**ASSIGNED TASK**. Below are the records; give again exactly the line with "Add more tests", the line with "(for e.g. file not found or parsing error)", and each line that lies between them, and nothing besides.

**DATA EXTRACT**.
PR #2764, opened 2019-02-05
Testing cmake on CI servers

thehans:
Creating PR to initiate Travis build


thehans:
Also I haven't tried switching circle-ci over to cmake in this branch yet so that's why those are all still passing ;)  I was mainly working on Travis first, but got a little stuck.  

I'm not sure which flags are really important, or if I should just try to match them all with the qmake build.
These are the main ones from qmake that are not in cmake, which I'm not sure about;
```
-fno-strict-aliasing	
-fPIE
-pipe
-std=c++0x	
-std=c++11
```
Should qmake be setting both `c++0x` *and* `c++11`?

cmake is setting only `-std=gnu++11` instead of `-std=c++11`, don't know if that is practically any different.

thehans:
Well, with the latest merge from master, Trusty is inexplicably passing the AMF tests that I couldn't figure out before.  No idea which change fixed that.  Mac builds are still good with the exception of lib3mf which seems is being looked into right now.

I will start looking into the AppVeyor build next, waiting for that to finish now...

thehans:
Made some progress with AppVeyor, but I'm now stalled by a bug in msys2 CGAL package where the cmake files reference the build path, not install path:
https://github.com/msys2/MINGW-packages/issues/1670#issuecomment-471409582

I temporarily broke various Travis builds while making changes for AppVeyor.  They are all building again now, but MacOS is still not finding lib3mf with cmake, even with changes from master merged in.

I still need to start testing CircleCI with cmake.

kintel:
@thehans Do you think it makes sense to set up a ~nightly build of master for the cmake build? Building for each PR is probably a bit much.

thehans:
I'm a little confused by what you mean.  I guess my understanding was that we would replace qmake with cmake entirely (by merging this PR) once the cmake build was considered working across all platforms.

cmake should only be building for this single PR as far as I know.  Or do you mean building for each commit in this specific PR is a bit much?

kintel:
1. Replacing the build system is a good goal, but I don't think I dare doing that quite yet. Until then, having all these build fixes merged would be good.

2. As a bonus, once we've merged the build system fixes to master, making the two builds run side-by would be nice as well. In this case it would be a bit much to run them both for all future PRs. Making cmake a nightly master build would be a great start. Then, once we feel comfortable, we can switch and make cmake the main build, while perhaps maintaining qmake on the side for a bit.

thehans:
OK, yeah that sounds good.  Shall I just revert the CI config/script changes for now so we can consider merging this?

A nightly Travis cmake-specific build seems like a good idea (since that's the only CI server currently working).  I'm not sure how different build types are configured(nightly vs every PR) or how to keep them separate though.  That could be done in another PR though.

kintel:
Yep, please pull out those few script changes so we can get the rest merged.

thehans:
OK those changes are reverted.  There is just one change I kept in `.travis.yml` where I removed cmake from the packages it installs the Travis environment already comes with a newer version.

PR #2772, opened 2019-02-09
2015.03: Build fix for boost 1.69

hroncok:
Cherry-picked from 8fb64db99ce05da1c72efb8b2f572995fef2ea86


kintel:
Does this actually build against 2015.03 without C++11 support?

hroncok:
I don't really know. (You don't need to merge it if there are concerns like this, I just wanted to contribute the backport back fo other interested parties.)

t-paul:
With 2019.01-RC2 out, there's probably not going to be any patch release for the ancient branch.

hroncok:
I was thinking other distro packagers.

kintel:
Sounds fair, I'll merge this to the branch, but won't release a new patchlevel update.

hroncok:
Thanks.

t-paul:
I've not heard of any distro packaging not released branches though.

hroncok:
Well we just take patches mostly. And it's always easier if they apply directly.

Issue #2702, opened 2019-01-16
Accept SVG import as a stable feature


kintel:
TODO:
* [ ] Decide on and document a minimal subset to support
* [x] Add more tests
* [ ] Call out any isolated bugs as separate issues
* [x] Test drag&drop of SVG files (tested on Linux)
* [ ] Test auto-reload and compile of imported SVG files

Supported SVG features:
* [x] Single shapes
* [x] Multiple shapes will be unioned
* [ ] FIXME: Document DPI/unit settings
* [ ] FIXME: Document how a viewport is imported
* [ ] FIXME: Document how stroke width influences imported shape

See also #1740, #1742, #2383, #2736

MichaelPFrey:
I would like to ask, how you would like to handle errors/warnings within or related to libsvg.
(for e.g. file not found or parsing error)

Using printutils would go against the intention of it being standalone library. Leaves us with error codes or exceptions. Given that this is a c++ library and project, exceptions seam to be right mechanism.
Any thoughts? I have not yet looked deep into the code and I do not know the bigger picture, so I rather ask before starting to hack.

t-paul:
#2596 adds a number of tests, mostly based on the SVG spec example files and also activates import/export test cases. I think that should cover the core functionality (= importing SVG Path).

As for error reporting, I suppose exceptions are the way to go. However, I don't think we need too much with regard to detailed warnings/parse errors messages as I suspect SVG is rarely written by hand (even though the spec seems to assume that is the main use case for some reason).

Note that #2596 also clarifies this bunch of code to have a different license (which was intended from the start but never happened to end up stated in the files). It probably makes sense have the relatively invasive changes from this PR merged first (or putting smaller changes on top of this branch).

MichaelPFrey:
I do not want to add much error handling - but some like "file not found" and a generic "error during parsing" would make sense, as silently returning no geometry can cause hard to track down issues in bigger projects.

t-paul:
Yes, that sounds great.

t-paul:
closed via #2596

t-paul:
Oh, whops, the experimental flag was not part of the PR...

PR #2775, opened 2019-02-10
Accept SVG import as a stable feature

t-paul:
Changes needed for #2702.

### DIFF
--- a/src/import_svg.cc
+++ b/src/import_svg.cc
@@ -5,39 +5,65 @@
 #include "clipper-utils.h"
 #include "AST.h"
 
-Polygon2d *import_svg(const std::string &filename, const bool center, const Location &loc)
+Polygon2d *import_svg(const std::string &filename, const double dpi, const bool center, const Location &loc)
 {
 	try {
 		const libsvg::shapes_list_t *shapes = libsvg::libsvg_read_file(filename.c_str());
+
+		double scale = 1.0;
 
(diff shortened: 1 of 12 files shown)


src/import_svg.cc
```diff
@@ -5,39 +5,65 @@
...
 			PRINTD("SVG shape");
 			const auto page = dynamic_cast<libsvg::svgpage *>(shape_ptr.get());
+			double unit_scale = 1.0;
 			if (page) {
-				width = page->get_width();
-				height = page->get_height();
+				const libsvg::length_t h = page->get_height();
+				switch (h.unit) {
+				case libsvg::unit_t::UNDEFINED:
+				case libsvg::unit_t::NONE:
```
kintel: NONE doesn't look like it's used any longer

t-paul: It's used inside `parse_length()` -> `get_unit()` (in libsvg/util.cc) when parsing numbers that have no unit.

t-paul:
Yep, that will be a little bit trickier than usual as the current tests do auto-scale, so they can't pick up simple scale changes. But we certainly need to extend the unit handling and add test cases...

kintel:
We can always render a manually sized object next to it for comparison

t-paul:
Right, and having the test case include 2 different units so relative changes are picked up too.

**EXERCISE OUTPUT**.
* [x] Add more tests
* [ ] Call out any isolated bugs as separate issues
* [x] Test drag&drop of SVG files (tested on Linux)
* [ ] Test auto-reload and compile of imported SVG files

Supported SVG features:
* [x] Single shapes
* [x] Multiple shapes will be unioned
* [ ] FIXME: Document DPI/unit settings
* [ ] FIXME: Document how a viewport is imported
* [ ] FIXME: Document how stroke width influences imported shape

See also #1740, #1742, #2383, #2736

MichaelPFrey:
I would like to ask, how you would like to handle errors/warnings within or related to libsvg.
(for e.g. file not found or parsing error)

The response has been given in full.